§ **DIRECTIONS**
Each line of the data that includes the string "merged" is to be copied out.

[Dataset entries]
= Beginning of Section =

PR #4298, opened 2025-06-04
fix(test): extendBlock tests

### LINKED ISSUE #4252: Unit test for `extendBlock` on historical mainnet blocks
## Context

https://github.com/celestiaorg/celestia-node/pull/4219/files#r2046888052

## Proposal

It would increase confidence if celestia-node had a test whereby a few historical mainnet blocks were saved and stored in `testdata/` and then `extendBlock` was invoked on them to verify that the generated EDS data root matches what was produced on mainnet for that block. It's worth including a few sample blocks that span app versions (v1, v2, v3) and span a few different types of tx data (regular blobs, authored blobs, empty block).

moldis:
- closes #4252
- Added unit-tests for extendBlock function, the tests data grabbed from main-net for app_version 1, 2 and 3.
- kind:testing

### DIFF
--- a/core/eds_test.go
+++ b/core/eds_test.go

= End of Section =
= Beginning of Section =

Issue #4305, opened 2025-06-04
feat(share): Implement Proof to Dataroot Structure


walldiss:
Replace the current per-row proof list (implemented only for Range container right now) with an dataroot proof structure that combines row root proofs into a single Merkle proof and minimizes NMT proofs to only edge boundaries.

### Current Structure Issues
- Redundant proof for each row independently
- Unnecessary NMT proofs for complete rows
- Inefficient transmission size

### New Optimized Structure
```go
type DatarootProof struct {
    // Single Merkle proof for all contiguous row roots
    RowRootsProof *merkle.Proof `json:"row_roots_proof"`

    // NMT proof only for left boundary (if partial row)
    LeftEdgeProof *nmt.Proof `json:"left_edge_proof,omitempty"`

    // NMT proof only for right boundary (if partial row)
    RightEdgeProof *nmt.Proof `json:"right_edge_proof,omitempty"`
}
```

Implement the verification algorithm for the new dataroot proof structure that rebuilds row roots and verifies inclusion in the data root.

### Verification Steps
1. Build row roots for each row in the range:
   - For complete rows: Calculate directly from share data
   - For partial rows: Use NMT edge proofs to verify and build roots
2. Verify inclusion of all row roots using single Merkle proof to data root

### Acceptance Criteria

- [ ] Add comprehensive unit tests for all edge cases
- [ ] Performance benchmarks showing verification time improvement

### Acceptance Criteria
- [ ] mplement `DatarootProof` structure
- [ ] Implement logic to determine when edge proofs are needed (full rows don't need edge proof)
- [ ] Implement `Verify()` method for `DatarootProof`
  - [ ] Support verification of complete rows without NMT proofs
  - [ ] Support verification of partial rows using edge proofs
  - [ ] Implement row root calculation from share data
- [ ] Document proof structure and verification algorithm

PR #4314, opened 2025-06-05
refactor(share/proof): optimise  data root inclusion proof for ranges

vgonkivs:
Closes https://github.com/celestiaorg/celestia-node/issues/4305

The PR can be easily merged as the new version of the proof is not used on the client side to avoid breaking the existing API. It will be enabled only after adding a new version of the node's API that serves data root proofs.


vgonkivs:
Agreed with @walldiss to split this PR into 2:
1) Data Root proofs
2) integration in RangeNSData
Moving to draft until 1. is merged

= End of Section =

§ **EXPECTED OUTPUT**
The PR can be easily merged as the new version of the proof is not used on the client side to avoid breaking the existing API. It will be enabled only after adding a new version of the node's API that serves data root proofs.
Moving to draft until 1. is merged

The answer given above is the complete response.